# New Shop in the basement



## shooter123456 (Sep 26, 2020)

.


----------



## mmcmdl (Sep 26, 2020)

I did the opposite of what you're doing back in 93 . I moved my shop from a climate controlled basement to the other house 300 yards away . I then clubbed the basement all in oak , carpeted etc . I'm now in the process of downsizing and putting what I want to keep back down into the other house basement . I ran a large RPC back then , it took care of everything I needed . As far as moving things , lately I've been using the neighbors Bobcat just for re-arranging things . Back when I did the big move , I rented a all terrain Baker-York forklift with sliding forks . $300 bucks for 3 days . It took less than an hour though . I installed an Anderson 8 foot slider also , which helped out quite a bit .

I have to add , I dropped my first lathe off the dollies . Almost killed me AND the cat . It did a face plant onto the basement cement . Being it was a 17"x80" lathe , it left its' mark ! Still got the 3 way crack in the floor !


----------



## silence dogood (Sep 26, 2020)

Here's 3 cents worth.  1st. penny, make sure that the water from the hill and the roof goes around and away from the house. Keep that basement dry.  2nd penny,  LED lights can run on their own 15 amp circuit.  But besides  the 220 ,you might as well make your 110 plug ins at 20 amps.  3rd penny.  Making the door opening is great but you may need to redo the header so it can support the upper story. Wish you the best.


----------



## mickri (Sep 26, 2020)

It would be nice if you had a driveway to the lower portion of the property for a lot reasons besides ease of moving the equipment.

If the house isn't too old you might be able to get the thickness of the slab and the reinforcing rebar from the building department.  The permit file should have the name of builder and the structural engineer who engineered the house.  You should be able to get the info from them. 

If you only have a 100 amp panel I would upgrade to a 200 amp panel.  That will give you the extra circuits you need.

Some pictures of the property would be helpful.


----------



## Karl_T (Sep 26, 2020)

sounds like you got a great plan.

I have a similar setup. walkout basement with a garage and my shop on the basement level.

You will have the same issue i have - two pounds of stuff is a space for one pound. All the walls are shelves or pegboard clear to the ceiling. Lots of rolling carts and die carts. have to roll everything away from the machine of the moment to use it.  in my case i put the welders and torch on a cart and roll it outside to weld.

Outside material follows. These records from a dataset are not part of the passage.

PR #2082, opened 2023-04-22
Add external preview (QuickLook) support

VictoriousRaptor:
Refined version of #859. Too many merging conflict so I just create a new branch instead. Compatible with our preview function.

## Changes
- Add a property `FilePath` for `Result.Preview` to indicate what file should QuickLook preview.
  - Explorer Plugin support
- An option to choose using QuickLook or not. Default is false.

## Behavior
- Preview Hotkey is used to toggle QuickLook in Flow.
- **If built-in preview is already open, QuickLook won't be triggered before user closes built-in preview. It's to deal with "Always Preview" option and switching between results that supports QuickLook or not.**
- When a result has non-null `Preview.FilePath` try to use QuickLook to preview.
- Flow's preview and QuickLook don't open at the same time. If a result has non-null `Preview.FilePath` pressing hotkey only triggers QuickLook.
- When QuickLook is unavailable, a notification is sent to tell users to check status.
- QL is forcibly closed when hiding flow.
- If Flow "thinks" QL is open, a lost focus won't close Flow. This is to make sure users can interact with QL's UI controls. **But when QL is closed by clicking its close button, opening QL again and interact with it will close Flow.**

## Problems 
- ~~Should "Always Preview" open QuickLook?~~ No
- ~~When "Always Preview" is on (which means internal preview is on), selecting another result that can use QuickLook triggers QuickLook. Looks bad.~~
- ~~When "Use QuickLook" is on but QuickLook is not launched or installed what kind of warning should be send to users?~~ Send a notification
- ~~No QuickLook API to set on top. (https://github.com/Flow-Launcher/Flow.Launcher/pull/859#issuecomment-1028867907)~~ Manually set it.
- ~~Switching from external preview result to builtin result doesn't properly trigger builtin preview.~~

## TODO
- [x] Roughly tested but need some more tests and code review. Generally looking good so far.
- [x] A better glyph in settings.

## Screenshot
image

## Summary by CodeRabbit

- **New Features**
  - Added QuickLook plugin for file previews, enabling functionalities like toggling, opening, closing, and switching previews.
  - Introduced settings for always using the preview feature.

- **Enhancements**
  - Improved preview functionality with new properties and default values for better user experience.
  - Extended support for file previews in various result types (folders, drives, files).

- **Bug Fixes**
  - Fixed visibility bindings in the main window for more consistent UI behavior.

- **Documentation**
  - Updated language resource files with new translations related to QuickLook.


Garulf:
Just got a chance to test run this. It looks very good! I have a few opinions on some of your problems listed:

> Should "Always Preview" open QuickLook?

I don't think this works well with quick look as both windows overlap.

> When "Use QuickLook" is on but QuickLook is not launched or installed what kind of warning should be send to users?

I think we can resolve this by greying out this option if a QuickLook installation is not detected. This can be tricky though as QuickLook is available in many different forms including the Windows app store.

Instead of tracking all this down we could send a pipe message and check its status to see if quick look is available and determine to enable the option.

> No QuickLook API to set on top. (https://github.com/Flow-Launcher/Flow.Launcher/pull/859#issuecomment-1028867907)

This was also an issue with the original PR.

jjw24:
QuickLook functionality should be provided fully by a plugin. To achieve this we need to use this #1013, and this pr is a working POC already.

Garulf:
> QuickLook functionality should be provided fully by a plugin. To achieve this we need to use this #1013, and this pr is a working POC already.

I don't think @VictoriousRaptor was around for that. But yes as a plugin would be ideal. 

Also I would use this PR in favor of my older code. This is more fleshed out.

jjw24:
Maybe best that @VictoriousRaptor just continue work as is with this one so we can keep the momentum, once I helped onesound I will come back to finishing off that pr 1013 and migrate the finished code here into a plugin.

Garulf:
Just did some testing and noticed that if a plugin provides an URL for Flow Launcher to download QuickLook is unable to view this file.

taooceros:
I think it might be hard for a plugin to have a quicklook functionality. Because there need to be a contract to communicate about the file path for previewing. This can only be done either statically by adding an api to Result.cs or dynamically dispatch some data.

Though, I would say this might be a great extensibility. Maybe we can add a field that is dynamic for additional information? I don't know whether that works for jsonrpc though.

Garulf:
I think we should release this feature for the time being and come back to addign it as an extension.

This could be a very helpful feature!

onesounds:
works on the first run, but after trying to move the quicklook pane position, the quicklook pane has a problem (the preview doesn't open properly after that) I have to reopen the quicklook for it to work.

Aside from the window position situation I mentioned, it seems to be working fine. I thought it should be to work independently of the preview settings, but it seems to work fine as it is.

VictoriousRaptor:
> works on the first run, but after trying to move the quicklook pane position, the quicklook pane has a problem (the preview doesn't open properly after that) I have to reopen the quicklook for it to work.

Trying to fix this issue.

Flow.Launcher/ViewModel/MainViewModel.cs
```diff
@@ -610,6 +568,137 @@ public string PreviewHotkey
...
+                else
+                {
+                    // Should use internal preview for selected result
+                    if (PreviewVisible)
+                    {
+                        Results.SelectedItem?.LoadPreviewImage();
+                    }
+                    else
+                    {
+                        CloseExternalPreview(); // Forcibly close, ideally should only close when it's on
```
VictoriousRaptor, line 684: We should detect QuickLook status here. If it's on then close it and show builtin preview.

jjw24:
@VictoriousRaptor is this draft or ready for review?

VictoriousRaptor:
> @VictoriousRaptor is this draft or ready for review?

It's ready.

bluckholl:
Hi,
Is this will support text files with other extensions, like. sql and. md?
Thanks a lot for your great work 🙏

taooceros:
> Hi, @VictoriousRaptor, Is this will support text files with other extensions, like. sql and. md? Any estimation when it will be available on pre release? If I want to try using this, I need to download this branch and build solution? Thanks a lot for your great work 🙏

You can use the artifact build, but I think they expire now.

VictoriousRaptor:
> Hi, @VictoriousRaptor, Is this will support text files with other extensions, like. sql and. md? Any estimation when it will be available on pre release? If I want to try using this, I need to download this branch and build solution? Thanks a lot for your great work 🙏

Sorry I didn't see this message earlier. I just updated the branch and you can download the artifact build now.

taooceros:
what's left for this one?

jjw24 (commented):
This is good to demonstrate it can work, but I am not fond of having Quicklook specific code in the codebase for several reasons but main one is this doesn't extend/enable flow to be more capable.

I would still say use this PR https://github.com/Flow-Launcher/Flow.Launcher/pull/1013 to allow plugins to capture keyboard shortcuts so they can do more, and move this Quicklook specific code into its own plugin.

taooceros:
> This is good to demonstrate it can work, but I am not fond of having Quicklook specific code in the codebase for several reasons but main one is this doesn't extend/enable flow to be more capable.
> 
> 
> 
> I would still say use this PR https://github.com/Flow-Launcher/Flow.Launcher/pull/1013 to allow plugins to capture keyboard shortcuts so they can do more, and move this Quicklook specific code into its own plugin.

That makes sense. Though before we can capture the keystroke and have a relatively sophisticated model for registering hook for plugins, I think it's ok to temporarily make this inside the core?

jjw24:
> That makes sense. Though before we can capture the keystroke and have a relatively sophisticated model for registering hook for plugins, I think it's ok to temporarily make this inside the core?

Not that complicated, it's using the same model as what we currently have.

My main concern is to release this then having to take it away and have users install a plugin instead.

onesounds:
Is this done? I haven't tested it. If it works, let's just include it.
In my opinion, this functionality does not need to be separated into a plugin. (most programs that support quicklook do. include fluent search.) Just include it as default code. I don't think it's complicated enough to be a plugin, and it don't requires any configuration. Of course, since we're using all the default features as plugins, it would make sense to go with plugins, but it's not required. 
We should not delay features that work.

jjw24:
Last time I tested it it has some bugs and there is no support for downloading and installing Quicklook for user.

VictoriousRaptor:
Maybe the best idea is to use a separate hotkey to trigger QuickLook. Resolving conflicts with QL and our preview is annoying.

jjw24:
Can't this be detected from user settings, preview -> built-in or QuickLook

VictoriousRaptor:
> Can't this be detected from user settings, preview -> built-in or QuickLook

This is the current implementation but logic to deciding to use which preview is not clear. I spent quite a lot of time on it.

I don't have time to review this PR this week so if we want to merge now it requires more detailed review from the team.

jjw24:
Updated this PR with (see commits):
- support plugin with external preview via functionality interface.
- updated preview visibility logic.
- added a QuickLook plugin for testing, but will be a published standalone plugin and not merging with this PR.

Flow.Launcher/MainWindow.xaml.cs
```diff
@@ -622,7 +622,7 @@ private async void OnDeactivated(object sender, EventArgs e)
                 if (_settings.UseAnimation)
                     await Task.Delay(100);
 
-                if (_settings.HideWhenDeactivated)
+                if (_settings.HideWhenDeactivated && !_viewModel.ExternalPreviewVisible)
```
VictoriousRaptor, line 625: why?

Flow.Launcher/ViewModel/MainViewModel.cs
```diff
@@ -780,10 +738,169 @@ public string VerifyOrSetDefaultHotkey(string hotkey, string defaultHotkey)
...
+
+            switch (PluginManager.UseExternalPreview())
+            {
+                case true
+                    when ExternalPreviewVisible && CanExternalPreviewSelectedResult(out var path):
+                    SwitchExternalPreview(path, false);
+                    break;
+
+                case true
+                    when !ExternalPreviewVisible && Settings.AlwaysPreview && CanExternalPreviewSelectedResult(out var path):
```
VictoriousRaptor, line 888: When I enable AlwaysPreview QuickLook automatically pops whenever I type. Not usable imo.

Flow.Launcher/ViewModel/MainViewModel.cs
```diff
@@ -780,10 +738,169 @@ public string VerifyOrSetDefaultHotkey(string hotkey, string defaultHotkey)
...
+
+        private void HideInternalPreview()
+        {
+            ResultAreaColumn = ResultAreaColumnPreviewHidden;
+        }
+
+        public void ResetPreview()
+        {
+            switch (Settings.AlwaysPreview)
+            {
```
VictoriousRaptor, line 861: Why using a switch for a bool value?

Flow.Launcher/MainWindow.xaml.cs
jjw24: This is for when you click away from the mouse it doesnt hide both the search window and preview. Not sure which is user-friendlier, hide when deactivated or do not.

Flow.Launcher/ViewModel/MainViewModel.cs
jjw24: Yeah i know, there is the option to switch AlwaysPreview off. The real problem is QuickLook doesnt remember last position, but nothing we can do.

Flow.Launcher/ViewModel/MainViewModel.cs
jjw24: True, will update.

Flow.Launcher/ViewModel/MainViewModel.cs
VictoriousRaptor: So AlwaysPreview shouldn't control external preview.

jjw24: I want to align the behaviour for both internal and external so logic is a bit more straightforward, and also not just build logic for QuickLook as in the future we may integrate with another preview tool that works well with always preview option. For now user can just switch it off.

VictoriousRaptor: Is it possible to set a "always external preview" in preview plugin?

jjw24: Hmm, let's not not add additional logic when there is already a button that does exactly that.

Flow.Launcher/ViewModel/MainViewModel.cs
```diff
@@ -871,7 +871,7 @@ public void ResetPreview()
         {
             if (Settings.AlwaysPreview)
             {
-                ShowPreview();
+                ShowInternalPreview();
```
VictoriousRaptor, line 874: When `AlwaysPreview` is true, specify internal preview.

Plugins/Flow.Launcher.Plugin.QuickLook/Flow.Launcher.Plugin.QuickLook.csproj
```diff
@@ -0,0 +1,51 @@
+﻿<Project Sdk="Microsoft.NET.Sdk">
```
VictoriousRaptor, line 1: If we merge is this plugin going to be a default one?

jjw24: No I will take it out before merge. There is already a QL plugin repo in the org.

Flow.Launcher/ViewModel/MainViewModel.cs
jjw24: This is because QL is not suitable for using with always preview right?

VictoriousRaptor: > This is because QL is not suitable for using with always preview right?

Yep

jjw24: What happens when we have other preview tools that is suitable?

VictoriousRaptor: > What happens when we have other preview tools that is suitable?

Well maybe pass always preview to plugin and let plugin decide? If plugin returns false then use internal preview.

jjw24: Done. Let me know if good to merge.

jjw24:
@coderabbitai pause

jjw24:
> **Actionable comments posted: 7**

None applicable.

jjw24 (approved):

for sure a sub panel is the way to go. My ceiling has a 3 phase  electrical run around the perimeter with SO cord drops and plugs. My grinders are on steel skids so I can roll them out of the corner with a pallet truck and then plug in. Lots of drops when building is a great idea. You do not know what you will buy in the future. 

Only thing too noisy in my shop is the air compressor. I put it in the far corner of the garage. i didn't do it but a sound deadening box around it would be a good idea.

Now I LOVE a baemsnt shop. If milady tells me supper is going to be another 20 minutes, I  head downstairs.  All these little bits of free time really add up over a year.


----------



## extropic (Sep 26, 2020)

Reading between the lines, I'm assuming you have history with the house and know that the basement is *DRY*. If that's not true, do whatever is necessary to get it dry and keep it dry.

You say you have no experience at achieving the kind of power, sound and HVAC requirements that you describe. Add, on top of no experience, a Fiancé plus some schedule pressure which adds up to you're in a heap of trouble. The bottom line is, you will need considerable professional help to accomplish all in a timely manor. Do (did) you intend to invest a lot of sweat equity or hire professionals? Can you locate a reliable General Contractor?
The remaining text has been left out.